Assigned task:
The answer should be an exact repeat of the stretch of material below from the line containing "run inferno bundle" through the line containing "MIME types with valid parameters should pass.".

***** Provided records *****

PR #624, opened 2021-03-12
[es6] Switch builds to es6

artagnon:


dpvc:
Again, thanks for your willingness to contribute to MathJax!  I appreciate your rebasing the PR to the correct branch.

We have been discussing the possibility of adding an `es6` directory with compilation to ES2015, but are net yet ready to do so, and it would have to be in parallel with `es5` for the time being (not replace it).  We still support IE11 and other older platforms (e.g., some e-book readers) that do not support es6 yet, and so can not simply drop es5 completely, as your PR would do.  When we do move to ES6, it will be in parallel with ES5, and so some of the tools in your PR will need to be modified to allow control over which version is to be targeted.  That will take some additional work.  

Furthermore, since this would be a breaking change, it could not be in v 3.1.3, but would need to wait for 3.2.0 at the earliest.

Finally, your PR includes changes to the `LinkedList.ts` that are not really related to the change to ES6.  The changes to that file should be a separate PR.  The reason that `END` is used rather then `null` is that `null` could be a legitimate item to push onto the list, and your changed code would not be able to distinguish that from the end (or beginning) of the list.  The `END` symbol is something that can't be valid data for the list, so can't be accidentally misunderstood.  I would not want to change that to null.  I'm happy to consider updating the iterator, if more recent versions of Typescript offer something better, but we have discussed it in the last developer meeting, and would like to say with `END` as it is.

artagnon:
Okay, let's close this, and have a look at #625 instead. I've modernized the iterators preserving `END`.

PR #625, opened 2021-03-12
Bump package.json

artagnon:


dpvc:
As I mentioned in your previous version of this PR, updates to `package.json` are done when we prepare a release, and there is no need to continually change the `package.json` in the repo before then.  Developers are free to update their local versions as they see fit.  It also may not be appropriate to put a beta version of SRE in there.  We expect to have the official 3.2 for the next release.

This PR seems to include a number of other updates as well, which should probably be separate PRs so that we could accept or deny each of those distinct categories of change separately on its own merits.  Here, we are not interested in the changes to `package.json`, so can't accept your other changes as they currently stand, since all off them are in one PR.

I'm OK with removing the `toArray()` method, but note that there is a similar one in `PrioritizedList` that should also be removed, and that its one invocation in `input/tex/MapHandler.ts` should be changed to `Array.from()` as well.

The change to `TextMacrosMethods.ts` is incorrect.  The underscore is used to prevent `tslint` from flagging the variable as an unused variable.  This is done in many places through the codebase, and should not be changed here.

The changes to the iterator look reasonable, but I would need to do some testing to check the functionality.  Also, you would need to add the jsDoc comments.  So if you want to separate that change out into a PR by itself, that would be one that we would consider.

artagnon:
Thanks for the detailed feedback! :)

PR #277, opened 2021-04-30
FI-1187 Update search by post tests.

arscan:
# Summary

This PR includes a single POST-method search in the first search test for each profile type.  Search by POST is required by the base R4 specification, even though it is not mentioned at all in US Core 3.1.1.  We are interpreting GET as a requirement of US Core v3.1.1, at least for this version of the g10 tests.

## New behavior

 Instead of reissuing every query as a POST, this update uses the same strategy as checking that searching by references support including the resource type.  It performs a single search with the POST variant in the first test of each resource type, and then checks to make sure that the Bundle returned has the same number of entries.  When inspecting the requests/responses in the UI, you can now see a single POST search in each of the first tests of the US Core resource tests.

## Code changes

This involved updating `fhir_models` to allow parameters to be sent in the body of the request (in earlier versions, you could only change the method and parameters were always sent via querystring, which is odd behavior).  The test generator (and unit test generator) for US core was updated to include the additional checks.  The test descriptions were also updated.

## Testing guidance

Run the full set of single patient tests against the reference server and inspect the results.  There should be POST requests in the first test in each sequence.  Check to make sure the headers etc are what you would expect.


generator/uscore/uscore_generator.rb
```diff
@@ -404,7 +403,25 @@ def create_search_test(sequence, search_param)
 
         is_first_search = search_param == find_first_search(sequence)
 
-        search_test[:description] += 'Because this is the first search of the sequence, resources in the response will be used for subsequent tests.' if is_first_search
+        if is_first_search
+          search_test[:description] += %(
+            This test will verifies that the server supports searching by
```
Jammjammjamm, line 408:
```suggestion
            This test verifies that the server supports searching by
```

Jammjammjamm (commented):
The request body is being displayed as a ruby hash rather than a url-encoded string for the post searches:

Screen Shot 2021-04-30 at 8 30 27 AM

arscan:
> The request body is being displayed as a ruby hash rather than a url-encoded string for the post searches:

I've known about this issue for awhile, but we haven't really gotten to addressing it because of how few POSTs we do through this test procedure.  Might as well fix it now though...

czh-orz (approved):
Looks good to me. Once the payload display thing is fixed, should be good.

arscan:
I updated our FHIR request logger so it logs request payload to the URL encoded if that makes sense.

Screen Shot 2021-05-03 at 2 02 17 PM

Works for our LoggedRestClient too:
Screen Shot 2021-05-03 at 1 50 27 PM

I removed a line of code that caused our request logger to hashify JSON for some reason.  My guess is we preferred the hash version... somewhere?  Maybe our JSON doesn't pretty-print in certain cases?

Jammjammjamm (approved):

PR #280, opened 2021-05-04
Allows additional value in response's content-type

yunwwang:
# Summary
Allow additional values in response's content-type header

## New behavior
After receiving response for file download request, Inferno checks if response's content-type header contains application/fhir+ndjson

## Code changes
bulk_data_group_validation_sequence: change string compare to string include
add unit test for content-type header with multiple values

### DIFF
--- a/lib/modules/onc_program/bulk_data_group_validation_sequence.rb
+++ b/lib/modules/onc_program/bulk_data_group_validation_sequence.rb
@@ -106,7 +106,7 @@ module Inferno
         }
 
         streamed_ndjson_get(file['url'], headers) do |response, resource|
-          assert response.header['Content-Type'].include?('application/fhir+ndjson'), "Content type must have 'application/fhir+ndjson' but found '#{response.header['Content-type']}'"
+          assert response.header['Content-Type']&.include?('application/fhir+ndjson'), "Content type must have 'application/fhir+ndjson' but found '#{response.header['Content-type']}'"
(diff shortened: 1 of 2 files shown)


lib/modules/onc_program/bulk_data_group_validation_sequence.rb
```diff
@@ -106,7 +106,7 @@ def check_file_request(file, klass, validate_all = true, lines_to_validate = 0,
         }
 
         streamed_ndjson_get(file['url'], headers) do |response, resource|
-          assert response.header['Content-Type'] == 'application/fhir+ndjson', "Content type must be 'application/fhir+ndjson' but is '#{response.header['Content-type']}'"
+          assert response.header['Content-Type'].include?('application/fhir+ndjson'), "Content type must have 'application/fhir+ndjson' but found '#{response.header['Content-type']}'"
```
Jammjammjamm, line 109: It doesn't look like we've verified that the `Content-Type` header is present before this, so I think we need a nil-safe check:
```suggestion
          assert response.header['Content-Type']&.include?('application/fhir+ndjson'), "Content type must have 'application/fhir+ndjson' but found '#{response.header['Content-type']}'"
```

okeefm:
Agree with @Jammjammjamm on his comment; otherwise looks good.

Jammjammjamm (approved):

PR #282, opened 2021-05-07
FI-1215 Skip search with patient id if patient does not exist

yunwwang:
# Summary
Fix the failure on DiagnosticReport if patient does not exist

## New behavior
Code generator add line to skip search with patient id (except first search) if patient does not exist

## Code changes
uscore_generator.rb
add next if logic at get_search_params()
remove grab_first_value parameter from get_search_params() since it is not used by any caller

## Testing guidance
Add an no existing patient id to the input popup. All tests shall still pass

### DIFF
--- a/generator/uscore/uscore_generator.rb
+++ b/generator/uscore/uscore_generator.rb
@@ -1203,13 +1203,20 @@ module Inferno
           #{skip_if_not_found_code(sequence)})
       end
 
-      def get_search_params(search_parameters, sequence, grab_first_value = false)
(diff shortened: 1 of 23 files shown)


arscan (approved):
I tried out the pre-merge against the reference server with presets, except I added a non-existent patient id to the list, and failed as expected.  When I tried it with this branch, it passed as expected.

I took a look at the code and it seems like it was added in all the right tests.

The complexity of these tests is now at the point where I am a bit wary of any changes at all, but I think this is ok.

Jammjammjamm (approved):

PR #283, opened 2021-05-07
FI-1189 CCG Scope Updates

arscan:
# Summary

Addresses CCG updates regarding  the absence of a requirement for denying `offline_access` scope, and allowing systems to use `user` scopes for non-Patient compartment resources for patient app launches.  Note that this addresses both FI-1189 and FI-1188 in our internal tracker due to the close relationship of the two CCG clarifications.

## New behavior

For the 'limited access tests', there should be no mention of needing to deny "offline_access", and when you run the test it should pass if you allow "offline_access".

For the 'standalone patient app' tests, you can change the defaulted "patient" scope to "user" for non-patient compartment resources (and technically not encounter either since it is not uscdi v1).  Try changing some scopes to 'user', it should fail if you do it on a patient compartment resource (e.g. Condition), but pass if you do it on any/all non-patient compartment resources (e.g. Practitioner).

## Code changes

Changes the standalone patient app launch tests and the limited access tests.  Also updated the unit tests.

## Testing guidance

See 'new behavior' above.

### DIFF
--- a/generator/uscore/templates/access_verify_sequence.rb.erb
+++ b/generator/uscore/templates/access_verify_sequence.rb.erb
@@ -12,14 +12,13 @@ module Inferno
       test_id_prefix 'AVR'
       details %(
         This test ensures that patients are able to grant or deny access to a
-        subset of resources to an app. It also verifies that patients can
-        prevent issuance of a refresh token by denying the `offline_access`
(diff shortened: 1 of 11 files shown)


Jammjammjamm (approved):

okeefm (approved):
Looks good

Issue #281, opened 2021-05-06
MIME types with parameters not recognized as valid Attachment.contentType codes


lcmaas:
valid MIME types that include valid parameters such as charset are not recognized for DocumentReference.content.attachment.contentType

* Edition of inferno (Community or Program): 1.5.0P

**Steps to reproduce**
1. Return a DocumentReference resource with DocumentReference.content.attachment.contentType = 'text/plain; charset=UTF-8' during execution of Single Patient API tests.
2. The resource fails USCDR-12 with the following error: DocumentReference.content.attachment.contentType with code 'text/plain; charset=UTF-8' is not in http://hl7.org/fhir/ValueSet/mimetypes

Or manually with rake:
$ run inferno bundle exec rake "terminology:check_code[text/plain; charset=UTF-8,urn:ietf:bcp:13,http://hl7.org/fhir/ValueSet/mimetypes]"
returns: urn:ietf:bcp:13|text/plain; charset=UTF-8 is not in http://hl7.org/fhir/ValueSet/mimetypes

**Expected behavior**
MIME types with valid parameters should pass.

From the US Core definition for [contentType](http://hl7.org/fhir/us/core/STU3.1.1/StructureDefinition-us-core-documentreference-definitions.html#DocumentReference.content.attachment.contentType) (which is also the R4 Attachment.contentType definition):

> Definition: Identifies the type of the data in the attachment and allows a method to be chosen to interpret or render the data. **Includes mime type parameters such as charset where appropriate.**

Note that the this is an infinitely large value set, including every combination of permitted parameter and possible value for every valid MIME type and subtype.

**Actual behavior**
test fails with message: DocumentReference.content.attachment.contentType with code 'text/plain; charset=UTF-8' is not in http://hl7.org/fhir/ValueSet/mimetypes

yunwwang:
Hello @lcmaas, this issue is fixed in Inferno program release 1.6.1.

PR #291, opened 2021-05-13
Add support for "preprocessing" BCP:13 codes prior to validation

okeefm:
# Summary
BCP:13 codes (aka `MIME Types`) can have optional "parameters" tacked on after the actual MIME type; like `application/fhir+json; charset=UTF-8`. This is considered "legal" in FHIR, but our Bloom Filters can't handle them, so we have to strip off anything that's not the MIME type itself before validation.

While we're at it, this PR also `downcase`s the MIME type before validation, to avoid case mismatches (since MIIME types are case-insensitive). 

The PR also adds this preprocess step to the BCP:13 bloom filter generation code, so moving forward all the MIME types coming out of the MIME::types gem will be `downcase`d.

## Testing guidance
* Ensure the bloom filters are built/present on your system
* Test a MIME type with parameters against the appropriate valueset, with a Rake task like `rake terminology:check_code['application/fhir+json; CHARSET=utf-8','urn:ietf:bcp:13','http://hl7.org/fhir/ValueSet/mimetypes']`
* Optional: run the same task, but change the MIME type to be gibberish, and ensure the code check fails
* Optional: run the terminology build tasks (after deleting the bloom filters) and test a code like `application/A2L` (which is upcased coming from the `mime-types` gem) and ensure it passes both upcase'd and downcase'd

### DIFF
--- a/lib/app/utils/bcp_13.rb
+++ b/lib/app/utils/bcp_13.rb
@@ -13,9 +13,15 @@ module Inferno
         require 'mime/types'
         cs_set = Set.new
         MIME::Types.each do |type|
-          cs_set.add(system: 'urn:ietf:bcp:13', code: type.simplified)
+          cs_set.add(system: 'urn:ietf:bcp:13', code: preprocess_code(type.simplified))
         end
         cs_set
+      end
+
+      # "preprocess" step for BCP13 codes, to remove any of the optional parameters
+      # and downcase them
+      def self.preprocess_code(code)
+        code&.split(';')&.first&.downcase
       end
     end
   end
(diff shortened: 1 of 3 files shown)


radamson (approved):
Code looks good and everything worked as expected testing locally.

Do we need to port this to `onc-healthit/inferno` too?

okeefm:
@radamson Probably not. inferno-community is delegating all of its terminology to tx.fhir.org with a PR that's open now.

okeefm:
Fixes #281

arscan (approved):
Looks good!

*****

Exercise result:
$ run inferno bundle exec rake "terminology:check_code[text/plain; charset=UTF-8,urn:ietf:bcp:13,http://hl7.org/fhir/ValueSet/mimetypes]"
returns: urn:ietf:bcp:13|text/plain; charset=UTF-8 is not in http://hl7.org/fhir/ValueSet/mimetypes

**Expected behavior**
MIME types with valid parameters should pass.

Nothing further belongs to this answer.